● **EXERCISE OBJECTIVE**
Find and copy the lines in the records beneath this task that contain the word "missing".

---------- SUPPLIED MATERIAL

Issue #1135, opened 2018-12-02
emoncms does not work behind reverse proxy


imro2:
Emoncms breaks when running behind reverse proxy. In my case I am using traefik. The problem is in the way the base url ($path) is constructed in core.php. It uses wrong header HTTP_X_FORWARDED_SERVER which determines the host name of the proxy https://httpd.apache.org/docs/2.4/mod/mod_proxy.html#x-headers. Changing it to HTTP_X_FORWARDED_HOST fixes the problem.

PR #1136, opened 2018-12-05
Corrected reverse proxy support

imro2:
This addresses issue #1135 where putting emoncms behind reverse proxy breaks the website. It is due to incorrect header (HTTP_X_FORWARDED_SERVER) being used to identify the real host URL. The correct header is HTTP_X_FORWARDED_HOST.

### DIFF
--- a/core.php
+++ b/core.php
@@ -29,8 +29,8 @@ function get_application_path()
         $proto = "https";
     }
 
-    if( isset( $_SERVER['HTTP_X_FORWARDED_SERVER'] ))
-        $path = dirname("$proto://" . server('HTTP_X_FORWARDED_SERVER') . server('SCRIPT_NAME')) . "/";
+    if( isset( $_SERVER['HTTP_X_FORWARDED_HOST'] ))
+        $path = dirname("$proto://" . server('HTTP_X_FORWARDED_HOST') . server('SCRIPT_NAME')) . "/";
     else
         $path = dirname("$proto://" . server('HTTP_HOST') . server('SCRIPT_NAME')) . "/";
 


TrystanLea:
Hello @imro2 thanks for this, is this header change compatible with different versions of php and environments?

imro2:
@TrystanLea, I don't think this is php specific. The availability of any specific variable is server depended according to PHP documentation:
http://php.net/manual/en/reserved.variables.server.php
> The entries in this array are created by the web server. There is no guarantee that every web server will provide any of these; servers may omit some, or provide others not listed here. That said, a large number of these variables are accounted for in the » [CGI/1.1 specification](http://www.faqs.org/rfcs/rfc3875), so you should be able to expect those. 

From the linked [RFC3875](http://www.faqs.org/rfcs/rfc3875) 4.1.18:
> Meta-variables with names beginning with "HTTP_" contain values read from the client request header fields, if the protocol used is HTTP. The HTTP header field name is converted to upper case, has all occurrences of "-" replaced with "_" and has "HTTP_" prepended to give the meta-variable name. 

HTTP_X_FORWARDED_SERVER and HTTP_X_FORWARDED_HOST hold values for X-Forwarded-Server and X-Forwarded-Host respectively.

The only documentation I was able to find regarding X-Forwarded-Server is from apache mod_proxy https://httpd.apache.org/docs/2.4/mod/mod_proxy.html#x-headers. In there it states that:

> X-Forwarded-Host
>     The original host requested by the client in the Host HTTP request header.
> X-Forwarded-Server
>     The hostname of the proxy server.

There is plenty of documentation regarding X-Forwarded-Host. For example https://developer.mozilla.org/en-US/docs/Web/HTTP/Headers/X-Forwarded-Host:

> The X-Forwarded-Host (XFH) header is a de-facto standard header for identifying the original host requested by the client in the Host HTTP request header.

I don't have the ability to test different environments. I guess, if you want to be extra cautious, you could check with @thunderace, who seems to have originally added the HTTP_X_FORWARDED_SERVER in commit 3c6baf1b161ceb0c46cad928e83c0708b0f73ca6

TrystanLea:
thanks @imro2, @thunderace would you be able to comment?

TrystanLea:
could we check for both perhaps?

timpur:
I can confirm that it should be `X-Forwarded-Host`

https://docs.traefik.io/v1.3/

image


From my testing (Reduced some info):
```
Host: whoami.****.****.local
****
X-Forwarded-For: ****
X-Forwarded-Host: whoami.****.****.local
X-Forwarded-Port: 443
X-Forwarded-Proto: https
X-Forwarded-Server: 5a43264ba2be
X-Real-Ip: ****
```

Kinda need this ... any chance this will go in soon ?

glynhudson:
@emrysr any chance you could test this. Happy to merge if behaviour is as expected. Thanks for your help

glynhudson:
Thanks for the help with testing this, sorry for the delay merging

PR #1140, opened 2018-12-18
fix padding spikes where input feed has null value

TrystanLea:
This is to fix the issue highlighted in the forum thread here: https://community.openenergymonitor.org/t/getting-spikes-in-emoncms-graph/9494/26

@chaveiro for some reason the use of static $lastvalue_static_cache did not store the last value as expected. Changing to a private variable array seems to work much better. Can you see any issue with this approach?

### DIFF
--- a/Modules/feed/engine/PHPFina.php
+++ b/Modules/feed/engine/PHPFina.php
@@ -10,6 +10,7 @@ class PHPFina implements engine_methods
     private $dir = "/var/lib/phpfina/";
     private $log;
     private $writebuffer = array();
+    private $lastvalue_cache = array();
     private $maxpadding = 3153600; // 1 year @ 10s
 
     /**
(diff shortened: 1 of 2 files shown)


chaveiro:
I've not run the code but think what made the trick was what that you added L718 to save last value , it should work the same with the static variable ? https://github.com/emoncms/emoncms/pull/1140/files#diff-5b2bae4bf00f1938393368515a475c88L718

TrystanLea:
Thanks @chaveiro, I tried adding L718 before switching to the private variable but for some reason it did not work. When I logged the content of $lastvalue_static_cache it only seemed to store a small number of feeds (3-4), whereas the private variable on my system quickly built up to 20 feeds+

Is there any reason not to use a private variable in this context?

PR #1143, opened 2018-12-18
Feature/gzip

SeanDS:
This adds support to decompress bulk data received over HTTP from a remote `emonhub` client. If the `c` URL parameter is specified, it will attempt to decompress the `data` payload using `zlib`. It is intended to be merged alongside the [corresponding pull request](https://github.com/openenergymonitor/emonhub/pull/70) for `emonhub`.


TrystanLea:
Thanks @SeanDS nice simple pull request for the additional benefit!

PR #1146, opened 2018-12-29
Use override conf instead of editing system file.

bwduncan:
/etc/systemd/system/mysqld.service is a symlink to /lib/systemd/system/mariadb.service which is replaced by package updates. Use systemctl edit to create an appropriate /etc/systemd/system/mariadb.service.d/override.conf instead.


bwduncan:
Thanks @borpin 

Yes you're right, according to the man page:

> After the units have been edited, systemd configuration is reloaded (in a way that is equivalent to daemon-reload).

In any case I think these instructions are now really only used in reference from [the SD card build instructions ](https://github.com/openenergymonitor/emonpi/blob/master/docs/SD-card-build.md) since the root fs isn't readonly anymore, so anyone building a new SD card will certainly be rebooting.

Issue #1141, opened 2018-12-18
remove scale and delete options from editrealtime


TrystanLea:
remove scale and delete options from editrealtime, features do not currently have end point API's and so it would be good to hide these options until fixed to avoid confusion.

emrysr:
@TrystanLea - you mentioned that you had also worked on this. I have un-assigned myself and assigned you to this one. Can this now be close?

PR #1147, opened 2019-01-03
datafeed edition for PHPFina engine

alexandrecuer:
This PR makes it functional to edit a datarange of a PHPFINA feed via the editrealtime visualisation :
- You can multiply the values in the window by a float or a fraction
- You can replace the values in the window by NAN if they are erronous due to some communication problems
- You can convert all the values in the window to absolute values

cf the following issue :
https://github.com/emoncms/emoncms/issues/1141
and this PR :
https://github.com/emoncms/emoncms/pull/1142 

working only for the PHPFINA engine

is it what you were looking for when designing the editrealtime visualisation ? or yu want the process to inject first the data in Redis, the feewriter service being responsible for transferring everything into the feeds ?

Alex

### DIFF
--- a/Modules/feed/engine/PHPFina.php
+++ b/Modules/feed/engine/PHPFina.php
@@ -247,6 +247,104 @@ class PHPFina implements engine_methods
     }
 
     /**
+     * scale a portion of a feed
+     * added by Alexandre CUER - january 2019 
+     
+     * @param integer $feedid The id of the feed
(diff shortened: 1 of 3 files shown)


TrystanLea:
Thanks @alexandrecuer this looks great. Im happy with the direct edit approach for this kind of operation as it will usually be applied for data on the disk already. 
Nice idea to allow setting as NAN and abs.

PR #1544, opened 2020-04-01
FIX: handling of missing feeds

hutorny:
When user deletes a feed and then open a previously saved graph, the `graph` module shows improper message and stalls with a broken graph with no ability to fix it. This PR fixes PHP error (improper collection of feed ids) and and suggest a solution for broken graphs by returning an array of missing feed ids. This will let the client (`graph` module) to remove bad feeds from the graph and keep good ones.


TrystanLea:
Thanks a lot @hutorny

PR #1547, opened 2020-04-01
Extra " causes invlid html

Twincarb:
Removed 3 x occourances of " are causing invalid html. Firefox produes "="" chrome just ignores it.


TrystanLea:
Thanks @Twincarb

--------------------

● **YOUR RESPONSE**
FIX: handling of missing feeds
When user deletes a feed and then open a previously saved graph, the `graph` module shows improper message and stalls with a broken graph with no ability to fix it. This PR fixes PHP error (improper collection of feed ids) and and suggest a solution for broken graphs by returning an array of missing feed ids. This will let the client (`graph` module) to remove bad feeds from the graph and keep good ones.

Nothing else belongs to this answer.